Ballistic propagation of density correlations and excess wall forces in quenched granular media

TL;DR

This study uses molecular dynamics simulations to explore how density correlations propagate ballistically in a shaken granular gas after a sudden change in shaking amplitude, revealing universal behaviors and wall effects.

Contribution

It demonstrates ballistic propagation of correlations in granular media post-quench, contrasting with diffusive behavior in Brownian systems, and identifies distinct regimes and wall effects.

Findings

Correlations propagate ballistically after a quench.

Universal position dependence of correlations in different regimes.

Wall effects influence temperature and pressure, with transient wall pressure contributions.

Abstract

We investigate a granular gas in a shaken quasi-two-dimensional box in molecular dynamics computer simulations. After a sudden change (quench) of the shaking amplitude, transient density correlations are observed orders of magnitude beyond the steady-state correlation length scale. Propagation of the correlations is ballistic, in contrast to recently investigated quenches of Brownian particles that show diffusive propagation [Rohwer et al., Phys. Rev.
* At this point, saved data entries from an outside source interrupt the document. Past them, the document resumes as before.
PR #1861, opened 2016-08-03
update easybuild from command line

Caylo:
use: `eb --update`

### DIFF
--- a/easybuild/main.py
+++ b/easybuild/main.py
@@ -55,7 +55,7 @@ from easybuild.framework.easyconfig.tools import get_paths_for, parse_easyconfig
 from easybuild.framework.easyconfig.tweak import obtain_ec_for, tweak
 from easybuild.tools.config import find_last_log, get_repository, get_repositorypath, build_option
 from easybuild.tools.filetools import adjust_permissions, cleanup, write_file
-from easybuild.tools.github import check_github, install_github_token, new_pr, update_pr
+from easybuild.tools.github import check_github, find_easybuild_eb, install_github_token, new_pr, update_pr
 from easybuild.tools.modules import modules_tool
 from easybuild.tools.options import parse_external_modules_metadata, process_software_build_specs
 from easybuild.tools.robot import check_conflicts, det_robot_path, dry_run, resolve_dependencies, search_easyconfigs
@@ -271,6 +271,10 @@ def main(args=None, logfile=None, do_build=None, testing=False, modtool=None):
     if search_query:
         search_easyconfigs(search_query, short=options.search_short, filename_only=options.search_filename,
                            terse=options.terse)
+
+    if options.update:
+        eb_file = find_easybuild_eb()
+        orig_paths.append(eb_file)
 
     # GitHub integration
     cleanup_and_exit = handle_github_options(options, orig_paths)
--- a/easybuild/tools/config.py
+++ b/easybuild/tools/config.py
@@ -147,6 +147,7 @@ BUILD_OPTIONS_CMDLINE = {
         'skip_test_cases',
         'sticky_bit',
         'upload_test_report',
+        'update',
         'update_modules_tool_cache',
         'use_existing_modules',
     ],
--- a/easybuild/tools/github.py
+++ b/easybuild/tools/github.py
@@ -1,4 +1,4 @@
- ##
+##
 # Copyright 2012-2016 Ghent University
 #
 # This file is part of EasyBuild,
@@ -41,6 +41,7 @@ import sys
 import tempfile
 import time
 import urllib2
+from distutils.version import LooseVersion
 from vsc.utils import fancylogger
 from vsc.utils.missing import nub
 
@@ -1067,7 +1068,15 @@ def find_easybuild_eb():
     """
     dev_repo = download_repo(GITHUB_EASYCONFIGS_REPO, branch='develop', account=GITHUB_EB_MAIN)
     eb_parent_path = os.path.join(dev_repo, 'easybuild', 'easyconfigs', 'e', 'EasyBuild')
-    fn = sorted(os.listdir(eb_parent_path))[-1]
+    files = os.listdir(eb_parent_path)
+
+    # find most recent version
+    file_versions = []
+    for eb_file in files:
+        version = eb_file.split('-', 1)[1]
+        file_versions.append((eb_file, version.split('.eb', 1)[0]))
+
+    fn = sorted(file_versions, key=lambda x: LooseVersion(x[1]))[-1][0]
 
     eb_file = os.path.join(eb_parent_path, fn)
     return eb_file
--- a/easybuild/tools/github.py
+++ b/easybuild/tools/github.py
@@ -1,4 +1,4 @@
-##
+ ##
 # Copyright 2012-2016 Ghent University
 #
 # This file is part of EasyBuild,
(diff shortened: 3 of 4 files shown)


easybuild/main.py
```diff
@@ -272,6 +272,10 @@ def main(args=None, logfile=None, do_build=None, testing=False, modtool=None):
         search_easyconfigs(search_query, short=options.search_short, filename_only=options.search_filename,
                            terse=options.terse)
 
+    if options.update:
+        eb_file = find_easybuild_eb()
+        orig_paths.append(eb_file)
```
boegel: I would try and make sure that *only* EasyBuild is installed, and throw an error if other easyconfigs are installed at the same time?

easybuild/tools/config.py
```diff
@@ -147,6 +147,7 @@ def mk_full_default_path(name, prefix=DEFAULT_PREFIX):
         'skip_test_cases',
         'sticky_bit',
         'upload_test_report',
+        'update',
```
boegel: We need a better name than `--update`, since it's too confusing w.r.t. *what* is being updated; it's not clear that this is about updating EasyBuild itself (or actually, installing a module for the latest EasyBuild version, it's not even in-place updating).

easybuild/tools/github.py
```diff
@@ -1059,3 +1060,23 @@ def validate_github_token(token, github_user):
...
+    """
+    dev_repo = download_repo(GITHUB_EASYCONFIGS_REPO, branch='develop', account=GITHUB_EB_MAIN)
+    eb_parent_path = os.path.join(dev_repo, 'easybuild', 'easyconfigs', 'e', 'EasyBuild')
+    files = os.listdir(eb_parent_path)
+
+    # find most recent version
+    file_versions = []
+    for eb_file in files:
+        version = eb_file.split('-', 1)[1]
+        file_versions.append((eb_file, version.split('.eb', 1)[0]))
```
boegel: wouldn't it be better to grab the `version =` line from the easyconfig file itself, rather than relying on the filename? would be cleaner imho...

easybuild/tools/github.py
```diff
@@ -1059,3 +1060,23 @@ def validate_github_token(token, github_user):
...
+
+    fn = sorted(file_versions, key=lambda x: LooseVersion(x[1]))[-1][0]
```
boegel: I think you can simplify this a bit by swapping the order in the tuple and using LooseVersion there already, i.e. `(LooseVersion(<version>), <file>)`, then you don't need to fiddle with `key` at all?

easybuild/tools/config.py
boegel: How about `eb --install-latest` or `eb --update-self` or something like that?

easybuild/tools/github.py
```diff
@@ -1088,3 +1087,26 @@ def validate_github_token(token, github_user):
         _log.info("GitHub token can be used for authenticated GitHub access, validation passed")
 
     return sanity_check and token_test
+
+
+def find_easybuild_eb():
```
boegel: @Caylo please add a unit test for this (just check whether it returns a path an existing easyconfig for EasyBuild)

easybuild/main.py
```diff
@@ -272,6 +272,13 @@ def main(args=None, logfile=None, do_build=None, testing=False, modtool=None):
         search_easyconfigs(search_query, short=options.search_short, filename_only=options.search_filename,
                            terse=options.terse)
 
+    if options.latest_self:
+        if not orig_paths:
+            eb_file = find_easybuild_eb()
+            orig_paths.append(eb_file)
+        else:
+            raise EasyBuildError("Update option isn't compatible with other easyconfig files")
```
boegel: make this `"Installing the latest EasyBuild release can not be combined with installing other easyconfigs"`

boegel:
@Caylo needs a sync with `develop` to resolve conflicts

easybuild/tools/github.py
```diff
@@ -1088,3 +1087,26 @@ def validate_github_token(token, github_user):
...
+    dev_repo = download_repo(GITHUB_EASYCONFIGS_REPO, branch='develop', account=GITHUB_EB_MAIN)
+    eb_parent_path = os.path.join(dev_repo, 'easybuild', 'easyconfigs', 'e', 'EasyBuild')
+    files = os.listdir(eb_parent_path)
+
+    # find most recent version
+    file_versions = []
+    for eb_file in files:
+        txt = read_file(os.path.join(eb_parent_path, eb_file))
+        for line in txt.split('\n'):
+            if re.search(r'^version =', line):
```
boegel: use `\s*` rather than hardcoding the space before the `=`

easybuild/tools/github.py
```diff
@@ -1088,3 +1087,26 @@ def validate_github_token(token, github_user):
...
+                version = line.split('= ')[-1].replace('"', '').replace("'", '')
```
boegel: use `exec` instead:

```python
scope = {}
exec(line, scope)
version = scope['version']
```

easybuild/tools/options.py
```diff
@@ -288,6 +288,7 @@ def override_options(self):
                           "(e.g. --hide-deps=zlib,ncurses)", 'strlist', 'extend', None),
             'hide-toolchains': ("Comma separated list of toolchains that you want automatically hidden, "
                                 "(e.g. --hide-toolchains=GCCcore)", 'strlist', 'extend', None),
+            'latest-self': ("Install latest known version of easybuild", None, 'store_true', False),
```
boegel: hmm, somehow my last comment on this got trashed...

let's go with `--install-latest-eb-release` here

test/framework/github.py
```diff
@@ -240,6 +240,13 @@ def test_validate_github_token(self):
 
         self.assertTrue(gh.validate_github_token(self.github_token, GITHUB_TEST_ACCOUNT))
 
+    def test_find_easybuild_eb(self):
+        """Test for find_easybuild_eb function"""
+        path = gh.find_easybuild_eb()
+        expected = os.path.join('e', 'EasyBuild', 'EasyBuild-[1-9]+\.[1-9]+\.[1-9]+\.eb')
+        regex = re.compile(expected)
+        self.assertTrue(re.search(regex, path))
```
boegel: also make sure the returned path exists: `self.assertTrue(os.path.exists(path))`

easybuild/main.py
```diff
@@ -272,6 +272,14 @@ def main(args=None, logfile=None, do_build=None, testing=False, modtool=None):
         search_easyconfigs(search_query, short=options.search_short, filename_only=options.search_filename,
                            terse=options.terse)
 
+    if options.latest_self:
+        if not orig_paths:
+            eb_file = find_easybuild_eb()
+            orig_paths.append(eb_file)
+        else:
+            raise EasyBuildError("Installing the latest EasyBuild release can not be combined with installing "
```
boegel: use positive logic (easier to understand):

```python
if orig_paths:
    raise EasyBuildError("...")
else:
    orig_paths = [find_easybuild_easyconfig()]
```

easybuild/tools/github.py
boegel: also, rename to `find_easybuild_easyconfig`?

easybuild/tools/github.py
```diff
@@ -1125,3 +1124,28 @@ def validate_github_token(token, github_user):
...
+    for eb_file in files:
+        txt = read_file(os.path.join(eb_parent_path, eb_file))
+        for line in txt.split('\n'):
+            if re.search(r'^version\s*=', line):
+                scope = {}
+                exec(line, scope)
+                version = scope['version']
+                file_versions.append((LooseVersion(version), eb_file))
+
+    fn = sorted(file_versions)[-1][1]
```
boegel: @Caylo let's throw a proper error here if `file_versions` is empty...

boegel:
going in, thanks @Caylo!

Lett., 118, 015702 (2017), Rohwer et al., Phys. Rev. E, 97, 032125 (2018)]. At sufficiently strong cooling of the fluid the effect is overlaid by clustering instability of the homogeneous cooling state with different scaling behavior. We are able to identify different quench regimes. In each regime correlations exhibit remarkably universal position dependence. In simulations performed with side walls we find confinement effects for temperature and pressure in steady-state simulations, and an additional transient wall pressure contribution upon changing the shaking amplitude. The transient contribution is ascribed to enhanced relaxation of the fluid in the presence of walls. From incompatible scaling behavior we conclude that the observed effects with and without side walls constitute distinct phenomena.